L’enseignement à distance est plus difficile pour l’ensemble des disciplines. Ce n’est pas tant une question de transmission de connaissance que de maintien de motivation chez les élèves. L’enseignement est un métier de contact. La formation sur le campus intègre bien plus qu’une transmission verticale des savoirs : les interactions entre élèves, les activités de formation au sein de nos laboratoires de recherche, les discussions informelles entre enseignants et élèves sont autant d’éléments qui sont difficilement transposables à distance.


- Quel est le ressenti des professeurs et des élèves face à ces nouveaux modes d'enseignement ?

En mars, les enseignants se sont adaptés du jour au lendemain, certains surpris eux-mêmes par leur propre ressource ! Bien sûr, la plupart d’entre eux étaient déjà coutumiers des différents outils, mais assurer plusieurs mois de télé-enseignement était un défi d’une toute autre ampleur. La charge de travail a été considérable, d’autant que nombre d’enseignants devaient également faire la classe à la maison pour leurs propres enfants. Les élèves se sont également adaptés rapidement, mais la difficulté de travailler en groupe, la perte de motivation liée à l’isolement, et les conditions matérielles parfois difficiles (certains faisaient également la classes à des frères et sœurs plus jeunes) ont rendu cette période délicate.


- Tous les élèves sont concernés par les aménagements de l'enseignement, mais on peut supposer que "l'impact" est plus important sur les premières années ? Qu'en est-il réellement ?

Si les élèves qui ont intégré l’École cette année ont connu un printemps 2020 difficile et particulièrement stressant, avec des concours reportés, nos élèves ont également vécu une année très atypique. À l’enseignement à distance s’est ajoutée l’absence de vie étudiante au printemps, l’annulation de nombreuses mobilités à l’étranger, la difficulté de trouver des stages. Au prix d’efforts importants, épaulés par le service des stages à l’École et les alumni de l’ACL, les élèves ont majoritairement trouvé des stages. Les entreprises qui s’étaient engagées auprès d’eux ont joué le jeu en débutant les stages à distance. Au final, l’expérience professionnelle a été très largement maintenue.

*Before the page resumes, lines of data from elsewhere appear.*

PR #1602, opened 2024-05-27
Update minimum required go version in README.md

lord63:
## Summary

Update the minimum required go version in readme. Since the go.mod and the ci says the minimum version should be 1.17.

## Changes

No other changes, just update the readme.

## Motivation

Update and clarify the minimum required go version, so 1.17 and 1.18 go version users will have a try.

## Related issues

None

### DIFF
--- a/README.md
+++ b/README.md
@@ -348,7 +348,7 @@ To update Testify to the latest version, use `go get -u github.com/stretchr/test
 Supported go versions
 ==================
 
-We currently support the most recent major Go versions from 1.19 onward.
+We currently support the most recent major Go versions from 1.17 onward.
 
 ------
 


brackendawson:
The supported version is the standard we hold ourselves to providing support for. We deliberately leave the go directive set to a correct value though, which lags behind, in order for it to be correct (the source code itself really does "target" that release), and going forward past 1.20 to not flatly break the people we don't support.

dolmen:
While we still aim to support Go from 1.17, this is a best effort and we don't want our users to rely to much on this as time passes.

So I'm fine with the README mentioning a more recent version than what is in go.mod. Go 1.19 is already quite old.

PR #1605, opened 2024-05-30
mock: Conditionally toggle mock Call

piotrpersona:
## Summary

Toggle on/off Unset method with an option.

## Changes

- New type `UnsetOption` was defined
- New function that return `UnsetOption` were defined: `WithUnsetToggle`, `WithUnsetEnabled`, `WithUnsetDisabled`
- `Unset` method will accept variadic list of `UnsetOptions` to be called, which makes the new change entirely backward-compatible
- By default `Unset` will be enabled, which is also backward-compatible

## Motivation

Consider the following example test scenario:

The goal is to test http server API. The test may set up a local http server, database and mocks to 3rd party services. Since the tests are calling a mocked server, it may be useful to use mock `EXPECT()` calls. Test structure:
1. Setup local server, database and mocks
2. Mock 3rd party service calls
3. Send request to local server
4. Assert response
5. Verify side effects - execute database query

As an enhancement, such tests can easily be called against deployed application, by simply replacing server and database URLs. The only catch are mocked calls, which won't be executed, since the request is sent to a remote server.

In such case, it may be possible to call `Unset()` method with `WithUnsetToggle` option, which value is set based on the current environment. For example:
```go
func Env() mock.UnsetOption {
    if os.Getenv("local") {
        return mock.WithUnsetToggle(false)
    }
    return mock.WithUnsetToggle(true)
}

// In test ...
func TestAPI(t *testing.T) {
    // setup server, database and mocks
    mock.Call3rdParty(ctx, argument).Return(nil).Unset(Env())

    response := client.Post(request)
    // assertions and database query
}
```

In the above example, if environment is "local" Unset will be disabled, meaning that all mocks will execute.
If environment is other than "local" the Unset will be enabled, meaning that mocks will not be called.

This allows to run the same suite of tests regardless of environment and setup.

### Alternative approach

> Edit: I also implemened `Toggle` method, that is way simpler and may be used in a similar way. I am looking forward to your feedback.

```go
func Env() bool {
    return os.Getenv("ENV") == "local"
}
// ...
mock.Call3rdParty(ctx, argument).Return(nil).Toggle(Env())
```

P.S. If there is an easier way to achieve similar behaviour than what I proposed, please let me know. I wasn't able to find any workaround, other than calling `Unset` in `if` block. I am also open to any suggestions and would definitely like to implement this logic somewhere in testify package, only if you think this is the right approach.

## Related issues

None

### DIFF
--- a/mock/mock.go
+++ b/mock/mock.go
@@ -208,10 +208,49 @@ func (c *Call) On(methodName string, arguments ...interface{}) *Call {
 	return c.Parent.On(methodName, arguments...)
 }
 
+// unsetConfiguration stores Unset method call configuration.
+type unsetConfiguration struct {
+	enabled bool
+}
+
+// UnsetOption will allow to configure Unset method invocation.
+type UnsetOption func(*unsetConfiguration)
+
+// WithUnsetToggle will configure unset value. If enabled == false the Unset
+// function will not be called. Default: true - the Unset will be called.
+// This option may be used to conditionally enable or disable mock calls.
+func WithUnsetToggle(enabled bool) UnsetOption {
+	return func(uc *unsetConfiguration) {
+		uc.enabled = enabled
+	}
+}
+
+// WithUnsetEnabled is shorthand for WithUnsetToggle(true).
+func WithUnsetEnabled() UnsetOption {
+	return func(uc *unsetConfiguration) {
+		uc.enabled = true
+	}
+}
+
+// WithUnsetEnabled is shorthand for WithUnsetToggle(false).
+func WithUnsetDisabled() UnsetOption {
+	return func(uc *unsetConfiguration) {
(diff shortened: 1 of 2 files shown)


brackendawson:
> calling `Unset` in `if` block

Please, just do that, it is far more readable. Better yet, inverse the logic of the if block and never set the expectation in the first place:

```go
// less good
m := mock.Call3rdParty(ctx, argument).Return(nil)
if os.Getenv("local") {
  m.Unset()
}

// better
if !os.Getenv("local") {
  mock.Call3rdParty(ctx, argument).Return(nil).Once()
}
```

It is my opinion that Unset should not have been added to begin with, its use makes it difficult to grok what expectations a test actually has. I would urge us to not complicate it further, sorry.

Issue #1087, opened 2021-06-16
Feature: assert.Consistently


shaneutt:
I've been using testify for a long time now, I appreciate you building and maintaining this for us all :bow: 

I'm looking for functionality that is inspired by other testing frameworks that would be similar to `assert.Eventually` and `require.Eventually`, but instead would be:

```
stagger := time.Millisecond * 200
tries := 15
assert.Consistently(t, func() bool {
   fmt.Println("my logic here")
   return result()
}, time.Millisecond * 200, )
```

The point of this would be to ensure that a result is _consistently_ occurring over a period of time. In the above example, that the fake `result()` function is returning true consistently every 200ms for 3 seconds total.

Does testify already have something like this and I've just missed it?

If not, are you cool with me contributing something like this?

Thanks!

brackendawson:
Would `Consistently()` be more readable over say this code:
```go
for i := 1 ; i <= 15 ; i++ {
    t.Logf("attempt %d", i)
    time.Sleep(200*time.Millisecond)
    got := myCode()
    assert.Equal(t, expectation, got)
}
```

Another concern I have is what if someone calls `t.Error()` inside the function? The testify framework will have no way to know they did that, so the `Consistently()` assertion will pass but the test will fail and you wont be told on which attempt it failed.

shaneutt:
Readability is subjective: I'm more interested in the prescriptiveness it would bring: setting a clear standard in tests that use testify for how to achieve this and leaving less room for interpretation for contributors. As far as your concerns about t.Error does that problem also exist for `Eventually` or no?

brackendawson:
`Eventually` probably does have the same quirk with use of t inside it's function. And it does set a precedent for your suggested function signature.

I think I wouldn't object to adding this.

brackendawson:
Maybe it should take two durations, a `tick` and a `testFor`, a bit like `Eventually` does?

If the function takes longer than the tick do you run them concurrently or fail the assertion?

shaneutt:
> Maybe it should take two durations, a `tick` and a `testFor`, a bit like `Eventually` does?

Right, in the original post I had mocked it up that way but apparently messed up the var names so it's a little confusing, here's a redux:

```go
assert.Consistently(t, func() bool {
   fmt.Println("my logic here")
   return result()
}, testFor, tick)
```

> If the function takes longer than the tick do you run them concurrently or fail the assertion?

[...]

PR #1606, opened 2024-06-04
feat: add assert.Consistently

jfmyers9:
## Summary
This changeset adds the `assert.Consistently` and it's associated functions to assert that a condition is true over the entire period of `waitFor`. This is useful when testing the behavior of asynchronous functions.

## Changes

- `assert.Consistently` checks that a provided function is true for the entirety of `waitFor`
- `assert.Consistentlyf` checks that a provided function is true for the entirety of `waitFor` and allows for formatting the error message
- `assert.ConsistentlyWithT` checks that a provided function that accepts a `testing.T` is true for the entirety of `waitFor`
- `assert.ConsistentlyWithTf` checks that a provided function that accepts a `testing.T` is true for the entirety of `waitFor` and allows for formatting the error message

## Motivation

See: https://github.com/stretchr/testify/issues/1087#issuecomment-2139222285

## Related issues
Closes https://github.com/stretchr/testify/issues/1087


dolmen:
I don't want more uses of [`CollectT`](https://pkg.go.dev/github.com/stretchr/testify/assert#CollectT) (which should never have been created as a concrete type in the first place). So let's remove all the `WithT` functions for now.

dolmen:
We already have [`Never`](https://pkg.go.dev/github.com/stretchr/testify/assert#Never) and `Neverf` which match the use case: it just need a reversed condition.

z0marlin:
> I don't want more uses of [`CollectT`](https://pkg.go.dev/github.com/stretchr/testify/assert#CollectT) (which should never have been exposed as a concrete type in the first place). So let's remove all the `WithT` functions for now.

@dolmen, curious, what are the issues with `CollectT`? Also, I cannot say much about the `CollectT` type but I have found `WithT` quite useful in cases when I already have a certain set of assertions and want to assert that they succeed eventually (testing k8s controllers).

dolmen:
`CollectT` should have been an interface to keep its implementation opaque.

ccoVeille:
> We already have [`Never`](https://pkg.go.dev/github.com/stretchr/testify/assert#Never) and `Neverf` which match the use case: it just need a reversed condition.

Make sense, what would be the reversed condition asserter ? NotNever ? The name would be strange. But using another name that is not the opposite of Never would be strange no?

jfmyers9:
In my opinion the opposite of `Never` would be `Always`.

`Consistently` works better as a name when paired with `Eventually`.

I don't have a strong preference on naming here.

assert/assertions.go
```diff
@@ -2038,6 +2038,93 @@ func EventuallyWithT(t TestingT, condition func(collect *CollectT), waitFor time
...
+	for tick := ticker.C; ; {
+		select {
+		case <-timer.C:
+			return true
+		case <-tick:
+			tick = nil
+			go func() { ch <- condition() }()
+		case v := <-ch:
+			if !v {
+				return Fail(t, "Condition never satisfied", msgAndArgs...)
```
z0marlin, line 2067: nit: not sure if this is the right error message. To me, "Condition never satisfied"  makes sense in the case of `Eventually`. The term never is not applicable in the context of `Consistently`.

assert/assertions.go
```diff
@@ -2038,6 +2038,93 @@ func EventuallyWithT(t TestingT, condition func(collect *CollectT), waitFor time
...
+			go func() {
+				collect := new(CollectT)
+				defer func() {
+					ch <- collect.errors
+				}()
+				condition(collect)
+			}()
+		case errs := <-ch:
+			if len(errs) > 0 {
+				return Fail(t, "Condition never satisfied", msgAndArgs...)
```
z0marlin, line 2120: add the errors to `t` first before calling `Fail`. Reference: https://github.com/stretchr/testify/blob/master/assert/assertions.go#L2017

z0marlin (changes requested):

jfmyers9:
If we are happy with `Always`, then this just becomes:
```
func Always(t TestingT, condition func() bool, waitFor time.Duration, tick time.Duration, msgAndArgs ...interface{}) bool {
	return Never(t, func() bool { return !condition() }, waitFor, tick, msgAndArgs)
}
```

I missed the fact that `Never` exists when implementing this. Thoughts on moving to that approach?

z0marlin:
> I missed the fact that `Never` exists when implementing this. Thoughts on moving to that approach?

My only concern here is that using `Never` will not allow having something like `ConsistentlyWithT` or `AlwaysWithT` (not really concerned about the naming). Not sure about how big of a use-case it is though.

dolmen:
`Never` isn't a great name as it isn't what users expect. `Always` is in the same bucket, or even worse. I think that `Consistently` is a better name as it is consistent (pun intended) with `Eventually`, even if inconsistent with `Never`.

I was reluctant to add `Consistently` (I want to limit the increase the API surface), but as `Never` already exists that would be consistent (pun intended). I understand also that `ConsistentlyWithT` would be convenient as it would allow to use `require`.

About the implementation, I think it's a bit early because we are not yet done with `Eventually` bugs. I would like every eyes to focus on #1611.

- Si la situation imposait de conserver tout ou partie des cours en distanciel, comment se dérouleraient les examens ?

Nous avons organisé les examens du printemps 2020 à distance, en déployant des modalités inédites de formes diverses selon les disciplines. Nous avons fait au mieux avec les contraintes. Nous essaierons d’éviter d’y recourir à nouveau car la garantie d’une évaluation efficace et équitable est bien plus difficile à assurer pour des examens à distance.


- Y a t-il cette année des élèves étrangers sur le campus ? Si oui comment ont-ils été impactés par les mesures de confinement ?

Le campus n’a pas réellement fermé pendant le confinement : plusieurs centaines d’élèves logeaient dans les résidences (il s’agit de baux privés et la résidence est leur domicile) dont beaucoup d’élèves étrangers. L’École a organisé la vie sur le campus, dans le respect de mesures sanitaires strictes. Les retours que nous ont faits les élèves sont extrêmement positifs : le confinement sur le campus a été bien plus agréable que pour ceux qui étaient dans des logements isolés. Il faut dire qu’ils bénéficiaient d’un jardin de 17 hectares !  Pour 2021, le recrutement des élèves internationaux est conséquent malgré le contexte. Peu de mobilités entrantes ont été annulées et seulement quelques étudiants ont choisi de décaler ou reporter leur expérience à l’international.


- Nous sommes début octobre. Comment se déroulent les cours après l’annonce des nouvelles mesures sanitaires dans l’enseignement supérieur ?

Suite aux annonces ministérielles et la circulaire reçue le 5 octobre matin, nous avons mis en place le scénario 2 depuis mardi 6 octobre 8H00. Ce dernier prévoit l’accueil des élèves alternativement dans les espaces d’enseignement pour y respecter la jauge de 50% de leur capacité totale.